Kennedy's single-engine Piper Saratoga, described as "twisted metal,'' arrived late Friday night, a Coast Guard official said.

The National Transportation Safety Board, which is leading the investigation, hopes to learn what happened July 16 that caused the plane to dive into the sea off the coast of Martha's Vineyard - something James Hall, the board's chairman, acknowledges they may never find out.

But as investigators began the task of examining the wreck, reports emerged that there was no mechanical failure in the engine or with the craft's propellers.

CBS news reported Friday night that preliminary reports showed pilot error is suspected to be the cause behind the fatal accident.

Ordinarily, only one regional investigator would be assigned to examine the cause of a small plane crash, NTSB spokesman Paul Schlamm told the Boston Herald.

In the Kennedy crash, a team of eight or nine people will investigate, Schlamm said, including specialists such as metallurgists, meteorologists and structures experts.

The safety board will examine all the available parts to figure out how the plane broke up - and the cause of the break-up.

"Was it an impact break? Was there a crack? Was there something preexisting?'' Schlamm said.

Officials are also examining radar data from five states to create a more accurate picture of the plane's path before it crashed about 7 miles off the coast of Aquinnah. They will analyze the plane's history and maintenance records as well as Kennedy's pilot experience for more clues to the flight's final records.
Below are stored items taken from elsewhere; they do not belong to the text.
Issue #991, opened 2017-11-22
Batch render in 2017.37 failure


lithgowlights:
My show directory is Z:/lithgow_lights/ and sequences are in Z:/lithgow_lights/sequences/ directory. Batch render sees them, and allows me to tick the files but when it renders them, it places them in Z:/lithgow_lights/ directory.

Also the rendering does not complete properly. I have one test sequence used when installing the lights that is in the Z:/lithgow_lights/ directory and all the show sequences have the same fseq file size as that test animation, much smaller than the 200-600MB they should be. 

Tried both 1 and multiple files and they all fail to render correctly

cp16net:
i can confirm this happens on mac as well.

PR #1009, opened 2017-12-03
Fix for Batch Render dialog if the Sequence File is in a subfolder directory.

computergeek1507:
wxFileName would throw an error if the file name from batch render had a sub folder appended to the front. I changed it to create the full file path instead and added some logging if the file path doesn't exist.


computergeek1507:
fixes #1009

computergeek1507:
fixes #991

PR #1014, opened 2017-12-07
Check for 32 bit version of xLights on a 64 bit Computer.

computergeek1507:
Check for 32 bit version of xLights on a 64 bit Computer. It uses wxConfigBase to persist a bool property to prevent the dialog from displaying at every launch, just on first launch of the app.


keithsw1111:
Given the whole 32 vs 64 bit version thing is really just a windows thing I would use #ifdef and only call this code if it is running on windows.

Issue #1021, opened 2017-12-09
Occasional crashes when modifying effects in AC mode


nkaminski:
Hello,
With xLights 2017.39 and 2017.40, I am experiencing occasional crashes when modifying effects in AC mode. All effects in question are single color on/off/ramp effects applied to line models.

I can reproduce this consistently via the following steps: 
Enter AC mode, replace (individually) several ramp effects with intensity effects in rapid succession and this crash will occur. 

I am running xLights on Arch Linux, fully updated as of 12/8/17.

Looking at the debug reports. is appears that the crash is consistently occurring within xLightsFrame::SetEffectControls.

Debug Reports:
[xLights_dbgrpt-31273-20171208T004825.zip](https://github.com/smeighan/xLights/files/1544425/xLights_dbgrpt-31273-20171208T004825.zip)
[xLights_dbgrpt-1152-20171208T235047.zip](https://github.com/smeighan/xLights/files/1544426/xLights_dbgrpt-1152-20171208T235047.zip)
[xLights_dbgrpt-24885-20171209T001609.zip](https://github.com/smeighan/xLights/files/1544427/xLights_dbgrpt-24885-20171209T001609.zip)

nkaminski:
I can reproduce this consistently via the following steps: 

Enter AC mode, replace (individually) several ramp effects with intensity effects in rapid succession and this crash will occur.

keithsw1111:
Yeah. I think I will have this fixed in .41. I just can't be sure.

nkaminski:
@keithsw1111 Any insights as to where/how it happens? It seems like a use-after-free case, possibly where member functions of an effect are called on an effect that has been deleted.  I have a fairly strong C++ background and have been digging into this myself as well.

nkaminski:
Log from GCC7 + libasan memory safety analyser:
==24016==ERROR: AddressSanitizer: heap-use-after-free on address 0x613000075b60 at pc 0x5591a185d581 bp 0x7fff5e281010 sp 0x7fff5e281000
READ of size 8 at 0x613000075b60 thread T0
    #0 0x5591a185d580 in Effect::GetEffectName[abi:cxx11]() const sequencer/Effect.cpp:278
    #1 0x5591a1ca37c1 in xLightsFrame::SelectedEffectChanged(SelectedEffectChangedEvent&) sequencer/tabSequencer.cpp:802
[...]

PR #1022, opened 2017-12-10
Resolve crash due to out of order events in AC mode

nkaminski:
This PR is a potential solution for the crashes I am experiencing in issue #1021. Since the issue appears to be a result of the wxWidgets handling the SelectedEffectChanged and mouse button up events in a nondeterministic order, which risks a crash in AC mode due to a use-after-free scenario, my proposed fix is to force both custom events fired as a result of the mouse down handler to occur synchronously if AC mode is enabled.

### DIFF
--- a/xLights/sequencer/EffectsGrid.cpp
+++ b/xLights/sequencer/EffectsGrid.cpp
@@ -5674,7 +5674,15 @@ void EffectsGrid::RaiseSelectedEffectChanged(Effect* effect, bool isNew, bool up
     }
     // Place effect pointer in client data
     SelectedEffectChangedEvent eventEffectChanged(effect, isNew, updateUI);
-    wxPostEvent(GetParent(), eventEffectChanged);
+
+    //Mouse events and custom events do not always occur in the correct order, which causes crashes in AC mode.
+    if(IsACActive()){
+        //Therefore perform the actions synchronously
+        GetParent()->GetEventHandler()->ProcessEvent(eventEffectChanged);
+    }
+    else{
+        wxPostEvent(GetParent(), eventEffectChanged);
+    }
 }
 
 void EffectsGrid::RaisePlayModelEffect(Element* element, Effect* effect,bool renderEffect)
@@ -5685,7 +5693,15 @@ void EffectsGrid::RaisePlayModelEffect(Element* element, Effect* effect,bool ren
     playArgs->effect = effect;
     playArgs->renderEffect = renderEffect;
     eventPlayModelEffect.SetClientData(playArgs);
-    wxPostEvent(GetParent(), eventPlayModelEffect);
+
+    //Mouse events and custom events do not always occur in the correct order, which causes crashes in AC mode.
+    if(IsACActive()){
+        //Therefore perform the actions synchronously
+        GetParent()->GetEventHandler()->ProcessEvent(eventPlayModelEffect);
+    }
+    else{
+        wxPostEvent(GetParent(), eventPlayModelEffect);
+    }
 }
 
 void EffectsGrid::RaiseEffectDropped(int x, int y)


keithsw1111:
Ok ... so the problem is that we are passing a pointer to an effect in a message and by the time the effect is being processed it is not necessarily guaranteed that the pointer will still be valid.

If this were as simple as guaranteeing message order then all crashes due to an invalid effect pointer would occur the first time the effect pointer was used ... but this does not seem to be the case based on my analysis yesterday of crashes relating to this.

The one I implemented does not solve the problem you are seeing ... in fact I specifically noted that I would not catch race conditions where an effect was being deleted ... only where it was being unselected.

There is a downside of ProcessEvent ... and that is that the message is not processed on the UI thread. This limits the actions that can be taken in those functions as this causes issues on some operating systems.

Consequently we are going to need to look harder at this one.

nkaminski:
OK, it's clear that we came to the same conclusion that this is indeed a use-after-free where a given effect pointer is invalidated before all outstanding events referencing it have been processed.

Another potential (and likely better after seeing your response) solution I thought of was to have a member variable in the effect class that counts the number of pending actions against such effect, as well as a boolean "valid" flag, initially set to true.

When an attempt is made to raise an event referencing an effect, only actually post the event if the referenced effect is marked valid.

If an effect is deleted with pending actions, mark the effect as invalid, but do not delete/free effect class instance.

When handling any custom event referencing an effect, decrement the pending action count, then check if the effect is marked valid. 

If yes, continue as normal. 

If no, delete/free the effect only if the pending action count is zero, and return immediately regardless.

Thoughts?


On December 10, 2017 1:51:45 PM CST, Keith Westley <notifications@github.com> wrote:
>Ok ... so the problem is that we are passing a pointer to an effect in
>a message and by the time the effect is being processed it is not
>necessarily guaranteed that the pointer will still be valid.
>
>If this were as simple as guaranteeing message order then all crashes
>due to an invalid effect pointer would occur the first time the effect
>pointer was used ... but this does not seem to be the case based on my
>analysis yesterday of crashes relating to this.
>
>The one I implemented does not solve the problem you are seeing ... in
>fact I specifically noted that I would not catch race conditions where
>an effect was being deleted ... only where it was being unselected.
>
>There is a downside of ProcessEvent ... and that is that the message is
>not processed on the UI thread. This limits the actions that can be
>taken in those functions as this causes issues on some operating
>systems.
>
>Consequently we are going to need to look harder at this one.
>
>-- 
>You are receiving this because you authored the thread.
>Reply to this email directly or view it on GitHub:
>https://github.com/smeighan/xLights/pull/1022#issuecomment-350576581

-- 
Sent from my Android device with K-9 Mail.

keithsw1111:
The problem as you describe it can leave behind effects which then need to be garbage collected. You also have to worry about what does it mean to be taking an action on a deleted effect ... could that cause other issues.

There are other options ... one is to check the effect pointer is valid before using it ... problem with this is it may still become invalid while it is in use.

Another option is to implement a lock around or even in each effect ... causing threads to block until the effect is released.

I really need to spend some time looking at all the places it is called to decide the best approach.

keithsw1111:
I think I have a solution ... buts its a scary change so I am not putting it on the master branch right now. Basically I am going to lock the effect layer on receipt of the message and then validate the pointer before i use it. I say it is a scary change because it is really easy to make a mistake in this. If you would like to test it say so and i will push the branch to github.

nkaminski:
Please do push such branch. I would certainly like to test it :)

Nash Kaminski

On December 11, 2017 1:45:52 AM CST, Keith Westley <notifications@github.com> wrote:
>I think I have a solution ... buts its a scary change so I am not
>putting it on the master branch right now. Basically I am going to lock
>the effect layer on receipt of the message and then validate the
>pointer before i use it. I say it is a scary change because it is
>really easy to make a mistake in this. If you would like to test it say
>so and i will push the branch to github.
>
>-- 
>You are receiving this because you authored the thread.
>Reply to this email directly or view it on GitHub:
>https://github.com/smeighan/xLights/pull/1022#issuecomment-350645762

-- 
Sent from my Android device with K-9 Mail.

nkaminski:
Okay, sounds good. I plan to sequence a couple more songs and will use this branch (as opposed to my workaround) and let you know how it goes. Will save very frequently of course and let you know if I run into any deadlock cases or crashes.

keithsw1111:
So after some discussions with Dan ... our guru when it comes to rendering we have decided on a different course of action to solve these problems. My branch will be abandoned.

nkaminski:
Okay good to know. Let me know if you have any other new changes you would like me to test or even implement. 

As a side note, keep up the great work! Xlights is by far my light sequencer of choice.

On December 11, 2017 5:38:51 PM CST, Keith Westley <notifications@github.com> wrote:
>So after some discussions with Dan ... our guru when it comes to
>rendering we have decided on a different course of action to solve
>these problems. My branch will be abandoned.
>
>-- 
>You are receiving this because you authored the thread.
>Reply to this email directly or view it on GitHub:
>https://github.com/smeighan/xLights/pull/1022#issuecomment-350894930

-- 
Sent from my Android device with K-9 Mail.

keithsw1111:
Ping me on facebook ... if you want to code xLights there is a massive backlog of changes.

keithsw1111:
It would be useful if you could test Dan's latest checkin on the main branch to see if this has resolved this problem as we believe it should have.

nkaminski:
Still seeing this crash as of release 2017.42:

xLights version 2017.42 64bit

xLights(_Z11handleCrashPv+0xc35) [0x55a824154675]
xLights(wxFatalSignalHandler+0x19) [0x55a8246d76c9]
/usr/lib/libpthread.so.0(+0x11da0) [0x7fab770c6da0]
/usr/lib/libc.so.6(+0x96496) [0x7fab72682496]
/usr/lib/libc.so.6(+0xaea32) [0x7fab7269aa32]
xLights(_Z7wxMB2WCPwPKcm+0x6e) [0x55a8246ac3de]
xLights(_ZNK8wxMBConv7ToWCharEPwmPKcm+0xc5) [0x55a82466e585]
xLights(_ZNK8wxMBConv6cMB2WCEPKcmPm+0x40) [0x55a82466eee0]
xLights(_ZN8wxString10ConvertStrEPKcmRK8wxMBConv+0x4d) [0x55a82467d70d]
xLights(_ZN8wxStringC2EPKc+0x42) [0x55a823e97232]
xLights(_ZN12xLightsFrame17SetEffectControlsERK11SettingsMap+0xa3) [0x55a8240a0003]
xLights(_ZN12xLightsFrame17SetEffectControlsERKNSt7__cxx1112basic_stringIcSt11char_traitsIcESaIcEEES7_RK11SettingsMapSA_b+0x153) [0x55a8240a0443]
xLights(_ZN12xLightsFrame21SelectedEffectChangedER26SelectedEffectChangedEvent+0xb9) [0x55a8240a07d9]
xLights(_ZN12wxEvtHandler23ProcessEventIfMatchesIdERK21wxEventTableEntryBasePS_R7wxEvent+0x6b) [0x55a8246fa23b]
xLights(_ZN12wxEvtHandler23SearchDynamicEventTableER7wxEvent+0x1bf) [0x55a8246fa7bf]
xLights(_ZN12wxEvtHandler11TryHereOnlyER7wxEvent+0x1f) [0x55a8246faa7f]
xLights(_ZN12wxEvtHandler10DoTryChainER7wxEvent+0x43) [0x55a8246fa4e3]
xLights(_ZN12wxEvtHandler12ProcessEventER7wxEvent+0x3d) [0x55a8246fab5d]
xLights(_ZN12wxWindowBase8TryAfterER7wxEvent+0xab) [0x55a8248837db]
xLights(_ZN12wxWindowBase8TryAfterER7wxEvent+0xab) [0x55a8248837db]
xLights(_ZN12wxWindowBase8TryAfterER7wxEvent+0xab) [0x55a8248837db]
xLights(_ZN12wxEvtHandler20ProcessPendingEventsEv+0x152) [0x55a8246fc712]
xLights(_ZN16wxAppConsoleBase20ProcessPendingEventsEv+0x67) [0x55a8245d38a7]
xLights(_ZN5wxApp6DoIdleEv+0xad) [0x55a82472b8cd]
xLights(+0x10be9f0) [0x55a82472b9f0]
/usr/lib/libglib-2.0.so.0(g_main_context_dispatch+0x15e) [0x7fab74a270be]
/usr/lib/libglib-2.0.so.0(+0x6cf69) [0x7fab74a28f69]
/usr/lib/libglib-2.0.so.0(g_main_loop_run+0xd2) [0x7fab74a29f42]
/usr/lib/libgtk-x11-2.0.so.0(gtk_main+0xb7) [0x7fab76ba33a7]
xLights(_ZN14wxGUIEventLoop5DoRunEv+0x25) [0x55a82473ef95]
xLights(_ZN15wxEventLoopBase3RunEv+0xa4) [0x55a824603194]
xLights(_ZN16wxAppConsoleBase8MainLoopEv+0x5c) [0x55a8245d115c]
xLights(_Z7wxEntryRiPPw+0x41) [0x55a824648d71]
xLights(main+0xa6) [0x55a823e50d16]
/usr/lib/libc.so.6(__libc_start_main+0xea) [0x7fab7260cf4a]
xLights(_start+0x2a) [0x55a823e87c5a]

Crashed thread id: 0x7AABB9C0 or 2058074560

keithsw1111:
I have included this ... slightly different but net impact is the same.

PR #1037, opened 2017-12-20
randomize is working better now

cp16net:
* added the ability to randomize the currently selected effect settings and locks apply
* create random effects acutally randomizes the settings in the effect now


AzGilrock:
Why did there need to be changes to the UpdateEffect function?  We allow editing while a sequence is playing so I don't think we want PlayType to get changed because you could be in the middle of model playback.

cp16net:
@AzGilrock technically there should be no change in the update effect function but the git diff shows a change in it because i based the event button off it and they are close to each other. i think the only change to the update effect is some whitespace was deleted on save of the file.

AzGilrock:
Ok yep that confused me cause it looked like added code.  I see it already there so no problem.  I need to wait till I'm at home to look more into this change.

cp16net:
No worries since this is the first "real" feature i've added i'd love to make sure i'm not missing something, i tested the paths that i know of which are using the new button i created and using the create random effects from the grid option. I don't know of another entry point to the code. Learned a ton about how the system works in the process. :)

xLights/EffectsPanel.cpp
```diff
@@ -174,6 +189,9 @@ wxString EffectsPanel::GetRandomEffectStringFromWindow(wxWindow *w, const wxStri
 			s += AttrName + wxString::Format(wxT("%i"), v);
 		} else if (ChildName.StartsWith("ID_CHOICE")) {
             wxChoice* ctrl=(wxChoice*)ChildWin;
+            if (ctrl->GetCount() <= 0) {
```
cp16net: not sure exactly why but sometimes i noticed this would crash when creating lots of random effects from a timing track selection and the count was 0 which caused a divide by zero error below.

xLights/EffectsPanel.cpp
```diff
@@ -210,7 +234,8 @@ wxString EffectsPanel::GetRandomEffectString(int effidx)
 
     // get effect controls
     wxWindow *window = EffectChoicebook->GetPage(effidx);
-    s += GetRandomEffectStringFromWindow(window, prefix);
+    wxWindow *wPanel = GetWindowPanel(window);
```
cp16net: Here is why the there were never any random settings generated, this was passing the wrong window with all the settings.

For reference i found this commit looks like it broke the randomization. https://github.com/smeighan/xLights/commit/b2e87fbd9f0151dc5610bb6ffe70f018504701f8

xLights/sequencer/tabSequencer.cpp
```diff
@@ -1502,24 +1502,75 @@ void xLightsFrame::UpdateEffect(wxCommandEvent& event)
...
+        int endms = -1;
+
+        for(int j=0;j< el->GetEffectCount();j++) {
+            if(el->GetEffect(j)->GetSelected() != EFFECT_NOT_SELECTED)  {
+                std::string effectName = el->GetEffect(j)->GetEffectName();
+                int effectIndex = el->GetEffect(j)->GetEffectIndex();
+                std::string settings, palette;
+
+                settings = EffectsPanel1->GetRandomEffectString(effectIndex);
+                palette = colorPanel->GetRandomColorString();
```
cp16net: these 2 lines and the last line of this method are the only diff between the randomize and update function above.

AzGilrock:
My big complaint is when you select a big block of cells it takes forever to populate random effects.  I tried to speed it up but ran into a roadblock with the design.  Everything was tied into the darn panel object.

cp16net:
yeah i saw a comment about speed in there that was commented out. i wondered if each effect could return its available settings instead of going through the window objects to get them. Not sure if the time is spent rendering or generating. but there should be no need to render each generated effect when create lots of them.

No more of the plane's debris is expected to be recovered, Navy Lt. Cmdr. Victor Beck told The Boston Globe. About 90 percent of the wreckage has been removed from the ocean floor, he said.

"Everything's aboard that's coming aboard,'' Beck said. "The Navy's work here is done.''

A source familiar with the investigation told the Globe the crash remnants were contained to an underwater site of about 100 square yards.

Small pieces of wreckage and clothing have continued to wash up on the beaches around Aquinnah, the village nearest to the crash site.

West Tisbury Police Chief Beth Toomey, said she was relieved the wreckage and bodies were located and removed as quickly as they were.

"We would have been called every two minutes to the beach with the sightings,'' Toomey said Friday.

Kennedy's Piper Saratoga had been recovered from 116-feet below the ocean's surface by the USS Grasp, which docked Friday evening at Newport Naval Station in Middletown, R.I., the closest deep-water port that could accommodate the huge vessel.

The safety board has refused to comment on the condition or specific nature of the recovered wreckage until all memorial services for Kennedy, his wife Carolyn Bessette and her sister, Lauren, are completed, in deference to the families' feelings.

Memorial services were held Friday in New York for Kennedy and Carolyn Bessette, and for Lauren and Carolyn Bessette in Greenwich, Conn.

At the John F. Kennedy Library and Museum in Boston on Saturday, flowers, teddy bears, photographs and notes to Kennedy covered a 150-foot section of outdoor wall.

Eleven condolence books were available all for patrons to express sympathies to the Kennedy family. The books receive between 1,000 and 2,000 signatures daily, the museum said.

Sunday will be the last day the condolence will be available to the public. After that, the books will be given to Caroline Kennedy, Kennedy's older sister and the last living child of the late president, at her next visit, museum officials said.